• **What the task asks**: Within the entries below, find the portion that opens with the line containing "the measured best." and closes with the line containing "## Pairing / CI". Retype that portion exactly and only.

• **Provided data**:
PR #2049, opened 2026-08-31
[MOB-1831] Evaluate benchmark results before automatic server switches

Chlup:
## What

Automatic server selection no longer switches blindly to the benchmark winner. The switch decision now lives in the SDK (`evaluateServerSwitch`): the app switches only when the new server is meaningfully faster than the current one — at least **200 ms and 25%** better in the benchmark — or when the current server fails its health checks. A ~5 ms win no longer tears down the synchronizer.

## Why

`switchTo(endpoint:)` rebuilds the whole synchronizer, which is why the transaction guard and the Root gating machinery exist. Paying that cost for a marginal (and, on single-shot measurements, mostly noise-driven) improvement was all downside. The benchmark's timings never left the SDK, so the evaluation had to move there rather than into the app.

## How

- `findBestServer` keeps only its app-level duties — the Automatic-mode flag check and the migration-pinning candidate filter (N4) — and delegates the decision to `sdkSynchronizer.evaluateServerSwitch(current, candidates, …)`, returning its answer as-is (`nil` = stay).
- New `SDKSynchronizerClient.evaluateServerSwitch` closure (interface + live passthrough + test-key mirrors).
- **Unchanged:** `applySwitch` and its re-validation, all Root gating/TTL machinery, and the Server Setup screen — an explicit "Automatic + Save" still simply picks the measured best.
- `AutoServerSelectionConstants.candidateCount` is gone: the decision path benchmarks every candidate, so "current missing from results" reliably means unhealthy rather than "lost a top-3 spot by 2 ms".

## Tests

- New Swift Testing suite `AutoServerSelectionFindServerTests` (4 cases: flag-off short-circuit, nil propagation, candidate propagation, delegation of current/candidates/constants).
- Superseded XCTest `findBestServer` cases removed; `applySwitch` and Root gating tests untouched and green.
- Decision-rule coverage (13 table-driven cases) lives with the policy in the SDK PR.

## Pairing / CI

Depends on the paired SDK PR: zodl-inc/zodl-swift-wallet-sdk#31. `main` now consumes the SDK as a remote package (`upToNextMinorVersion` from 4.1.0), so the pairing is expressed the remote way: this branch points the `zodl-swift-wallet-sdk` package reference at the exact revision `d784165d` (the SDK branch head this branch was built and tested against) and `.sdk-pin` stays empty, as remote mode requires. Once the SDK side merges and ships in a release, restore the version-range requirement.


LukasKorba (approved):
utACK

• **Exercise result**:
- **Unchanged:** `applySwitch` and its re-validation, all Root gating/TTL machinery, and the Server Setup screen — an explicit "Automatic + Save" still simply picks the measured best.
- `AutoServerSelectionConstants.candidateCount` is gone: the decision path benchmarks every candidate, so "current missing from results" reliably means unhealthy rather than "lost a top-3 spot by 2 ms".

## Tests

- New Swift Testing suite `AutoServerSelectionFindServerTests` (4 cases: flag-off short-circuit, nil propagation, candidate propagation, delegation of current/candidates/constants).
- Superseded XCTest `findBestServer` cases removed; `applySwitch` and Root gating tests untouched and green.
- Decision-rule coverage (13 table-driven cases) lives with the policy in the SDK PR.

## Pairing / CI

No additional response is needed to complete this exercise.